THE PROBLEM ::
With the material below, print exactly the lines between the line holding "eliminates a backtracking" and the line holding "from portage._sets import SETPREFIX", inclusive. Add nothing else.
•••
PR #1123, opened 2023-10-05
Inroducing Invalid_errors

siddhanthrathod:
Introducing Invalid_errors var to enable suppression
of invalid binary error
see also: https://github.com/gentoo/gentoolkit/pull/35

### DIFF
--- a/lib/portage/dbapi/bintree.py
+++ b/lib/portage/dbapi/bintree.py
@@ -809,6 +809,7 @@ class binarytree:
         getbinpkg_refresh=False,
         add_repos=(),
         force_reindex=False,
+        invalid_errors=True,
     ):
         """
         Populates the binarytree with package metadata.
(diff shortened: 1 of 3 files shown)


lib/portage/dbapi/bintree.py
•••
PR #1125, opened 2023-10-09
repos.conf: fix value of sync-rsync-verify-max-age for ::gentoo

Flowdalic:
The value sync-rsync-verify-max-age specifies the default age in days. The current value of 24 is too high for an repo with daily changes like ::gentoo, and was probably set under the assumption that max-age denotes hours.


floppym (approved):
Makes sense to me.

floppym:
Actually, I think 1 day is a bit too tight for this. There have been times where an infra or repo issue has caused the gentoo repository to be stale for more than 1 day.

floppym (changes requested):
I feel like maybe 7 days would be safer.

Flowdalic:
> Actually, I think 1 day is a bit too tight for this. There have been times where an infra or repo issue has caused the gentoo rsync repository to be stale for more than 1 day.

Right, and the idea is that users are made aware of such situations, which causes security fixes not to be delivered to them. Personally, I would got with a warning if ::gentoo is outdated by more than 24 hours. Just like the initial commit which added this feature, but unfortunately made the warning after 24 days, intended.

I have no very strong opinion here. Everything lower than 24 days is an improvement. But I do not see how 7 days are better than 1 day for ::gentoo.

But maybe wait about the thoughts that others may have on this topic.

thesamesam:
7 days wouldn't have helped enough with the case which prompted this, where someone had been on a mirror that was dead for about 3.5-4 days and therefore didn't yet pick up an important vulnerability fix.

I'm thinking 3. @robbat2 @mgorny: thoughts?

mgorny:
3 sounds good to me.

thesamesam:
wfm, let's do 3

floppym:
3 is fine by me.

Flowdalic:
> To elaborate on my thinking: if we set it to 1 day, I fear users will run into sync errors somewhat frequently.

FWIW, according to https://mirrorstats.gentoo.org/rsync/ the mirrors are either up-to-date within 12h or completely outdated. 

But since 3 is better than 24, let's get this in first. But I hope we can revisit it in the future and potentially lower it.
•••
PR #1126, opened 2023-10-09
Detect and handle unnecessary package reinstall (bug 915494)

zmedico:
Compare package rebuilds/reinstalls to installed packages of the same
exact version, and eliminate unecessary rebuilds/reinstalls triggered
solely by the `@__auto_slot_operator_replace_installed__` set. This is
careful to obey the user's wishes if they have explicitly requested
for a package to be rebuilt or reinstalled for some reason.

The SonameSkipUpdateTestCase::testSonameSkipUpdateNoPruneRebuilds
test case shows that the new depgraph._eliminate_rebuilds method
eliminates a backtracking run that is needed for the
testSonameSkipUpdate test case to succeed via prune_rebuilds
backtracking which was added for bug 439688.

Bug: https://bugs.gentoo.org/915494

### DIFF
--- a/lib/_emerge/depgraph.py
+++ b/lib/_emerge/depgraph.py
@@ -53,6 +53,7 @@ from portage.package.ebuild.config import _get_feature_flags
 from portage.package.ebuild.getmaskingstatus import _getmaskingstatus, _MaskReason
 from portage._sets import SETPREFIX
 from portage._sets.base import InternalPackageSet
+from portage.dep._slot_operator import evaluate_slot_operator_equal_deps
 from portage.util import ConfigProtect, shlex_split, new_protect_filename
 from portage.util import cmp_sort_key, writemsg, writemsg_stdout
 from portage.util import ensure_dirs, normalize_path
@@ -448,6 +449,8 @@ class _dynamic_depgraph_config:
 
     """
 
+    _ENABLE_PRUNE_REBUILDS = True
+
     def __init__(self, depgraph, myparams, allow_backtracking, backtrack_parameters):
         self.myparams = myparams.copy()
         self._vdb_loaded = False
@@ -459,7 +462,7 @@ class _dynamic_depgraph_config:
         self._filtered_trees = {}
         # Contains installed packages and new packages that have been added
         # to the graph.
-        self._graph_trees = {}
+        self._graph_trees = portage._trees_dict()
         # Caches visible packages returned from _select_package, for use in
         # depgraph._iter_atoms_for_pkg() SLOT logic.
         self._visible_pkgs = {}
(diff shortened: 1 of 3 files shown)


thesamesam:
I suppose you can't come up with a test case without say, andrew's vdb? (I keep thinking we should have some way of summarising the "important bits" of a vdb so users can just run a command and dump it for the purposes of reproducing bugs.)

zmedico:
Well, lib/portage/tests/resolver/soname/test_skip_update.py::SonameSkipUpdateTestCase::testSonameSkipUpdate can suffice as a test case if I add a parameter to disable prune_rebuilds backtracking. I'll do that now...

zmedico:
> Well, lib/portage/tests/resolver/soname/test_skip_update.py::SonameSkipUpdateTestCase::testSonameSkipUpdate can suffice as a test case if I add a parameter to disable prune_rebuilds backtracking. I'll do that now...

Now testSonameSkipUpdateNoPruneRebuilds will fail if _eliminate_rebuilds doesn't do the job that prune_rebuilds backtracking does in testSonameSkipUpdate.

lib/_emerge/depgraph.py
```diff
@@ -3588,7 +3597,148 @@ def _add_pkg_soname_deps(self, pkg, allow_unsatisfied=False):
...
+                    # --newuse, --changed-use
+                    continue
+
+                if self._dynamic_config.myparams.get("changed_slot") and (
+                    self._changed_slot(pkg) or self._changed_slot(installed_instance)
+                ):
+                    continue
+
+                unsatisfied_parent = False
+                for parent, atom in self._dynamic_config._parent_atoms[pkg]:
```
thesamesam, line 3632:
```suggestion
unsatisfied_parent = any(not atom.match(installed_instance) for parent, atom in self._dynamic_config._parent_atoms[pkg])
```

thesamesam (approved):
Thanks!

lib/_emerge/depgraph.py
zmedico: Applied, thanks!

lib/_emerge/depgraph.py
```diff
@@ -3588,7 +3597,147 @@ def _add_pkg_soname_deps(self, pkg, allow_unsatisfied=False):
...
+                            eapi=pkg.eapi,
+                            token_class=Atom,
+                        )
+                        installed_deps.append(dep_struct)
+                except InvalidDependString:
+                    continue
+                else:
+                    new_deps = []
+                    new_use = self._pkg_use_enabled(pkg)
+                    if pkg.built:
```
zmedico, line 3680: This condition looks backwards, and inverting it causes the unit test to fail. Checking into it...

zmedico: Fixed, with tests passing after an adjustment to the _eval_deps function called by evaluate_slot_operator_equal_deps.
•••
ANSWER TO THIS PROBLEM ::
eliminates a backtracking run that is needed for the
testSonameSkipUpdate test case to succeed via prune_rebuilds
backtracking which was added for bug 439688.

Bug: https://bugs.gentoo.org/915494

### DIFF
--- a/lib/_emerge/depgraph.py
+++ b/lib/_emerge/depgraph.py
@@ -53,6 +53,7 @@ from portage.package.ebuild.config import _get_feature_flags
 from portage.package.ebuild.getmaskingstatus import _getmaskingstatus, _MaskReason
 from portage._sets import SETPREFIX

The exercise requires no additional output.